### Your goal
Search the data for the word "broken". Reproduce every line where it is found.

Items listed in a dataset:
################
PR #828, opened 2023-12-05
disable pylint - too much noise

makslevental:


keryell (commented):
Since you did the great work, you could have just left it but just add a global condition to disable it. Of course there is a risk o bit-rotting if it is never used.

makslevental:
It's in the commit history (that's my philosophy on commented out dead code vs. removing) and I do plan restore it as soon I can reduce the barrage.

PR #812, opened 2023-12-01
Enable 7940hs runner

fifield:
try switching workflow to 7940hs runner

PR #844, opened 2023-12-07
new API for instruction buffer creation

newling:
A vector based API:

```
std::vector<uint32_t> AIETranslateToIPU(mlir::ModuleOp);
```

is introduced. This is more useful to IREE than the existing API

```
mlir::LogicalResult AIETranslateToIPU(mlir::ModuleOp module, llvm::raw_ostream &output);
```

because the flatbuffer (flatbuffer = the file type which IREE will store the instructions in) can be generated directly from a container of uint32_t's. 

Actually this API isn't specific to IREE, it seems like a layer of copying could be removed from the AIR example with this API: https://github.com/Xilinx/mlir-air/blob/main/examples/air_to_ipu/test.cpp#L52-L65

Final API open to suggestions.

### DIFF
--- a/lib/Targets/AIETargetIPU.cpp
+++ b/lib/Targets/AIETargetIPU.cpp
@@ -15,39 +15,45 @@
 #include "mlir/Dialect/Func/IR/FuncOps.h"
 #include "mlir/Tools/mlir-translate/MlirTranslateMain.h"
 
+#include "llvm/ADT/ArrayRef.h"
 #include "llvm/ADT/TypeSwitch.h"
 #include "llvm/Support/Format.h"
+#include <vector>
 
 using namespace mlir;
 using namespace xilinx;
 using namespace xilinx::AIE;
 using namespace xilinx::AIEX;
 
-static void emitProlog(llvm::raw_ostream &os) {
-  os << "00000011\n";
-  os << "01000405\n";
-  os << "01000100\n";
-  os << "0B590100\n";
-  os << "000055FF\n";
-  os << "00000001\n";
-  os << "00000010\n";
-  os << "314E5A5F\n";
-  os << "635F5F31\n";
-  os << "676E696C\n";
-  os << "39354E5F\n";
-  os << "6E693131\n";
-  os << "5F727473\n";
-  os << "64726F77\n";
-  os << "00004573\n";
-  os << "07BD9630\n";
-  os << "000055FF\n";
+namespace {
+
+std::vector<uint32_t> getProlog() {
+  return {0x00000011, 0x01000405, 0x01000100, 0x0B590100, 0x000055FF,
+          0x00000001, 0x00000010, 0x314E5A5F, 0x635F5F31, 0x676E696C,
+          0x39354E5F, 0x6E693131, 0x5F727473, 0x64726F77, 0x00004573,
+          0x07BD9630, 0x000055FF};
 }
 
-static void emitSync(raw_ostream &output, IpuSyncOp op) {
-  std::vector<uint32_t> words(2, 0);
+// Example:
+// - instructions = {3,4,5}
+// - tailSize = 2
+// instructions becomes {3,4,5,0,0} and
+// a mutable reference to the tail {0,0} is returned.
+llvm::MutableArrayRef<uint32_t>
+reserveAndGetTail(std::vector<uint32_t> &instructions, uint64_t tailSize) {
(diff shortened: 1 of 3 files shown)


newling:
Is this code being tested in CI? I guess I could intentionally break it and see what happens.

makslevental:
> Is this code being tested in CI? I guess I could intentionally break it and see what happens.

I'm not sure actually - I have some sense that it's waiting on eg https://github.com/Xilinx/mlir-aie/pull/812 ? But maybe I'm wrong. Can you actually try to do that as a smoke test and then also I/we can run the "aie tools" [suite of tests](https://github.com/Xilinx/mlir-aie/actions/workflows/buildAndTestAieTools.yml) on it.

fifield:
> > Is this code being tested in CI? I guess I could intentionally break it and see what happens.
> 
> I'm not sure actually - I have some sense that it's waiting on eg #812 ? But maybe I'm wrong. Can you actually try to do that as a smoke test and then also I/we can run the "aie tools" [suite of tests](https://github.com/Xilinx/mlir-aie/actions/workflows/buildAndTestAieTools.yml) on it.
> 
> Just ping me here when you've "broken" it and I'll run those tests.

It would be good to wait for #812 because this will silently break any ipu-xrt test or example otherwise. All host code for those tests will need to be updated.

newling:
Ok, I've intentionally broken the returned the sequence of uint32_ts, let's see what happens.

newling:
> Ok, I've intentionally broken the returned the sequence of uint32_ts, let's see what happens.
################
### Task solution
> Just ping me here when you've "broken" it and I'll run those tests.
Ok, I've intentionally broken the returned the sequence of uint32_ts, let's see what happens.
> Ok, I've intentionally broken the returned the sequence of uint32_ts, let's see what happens.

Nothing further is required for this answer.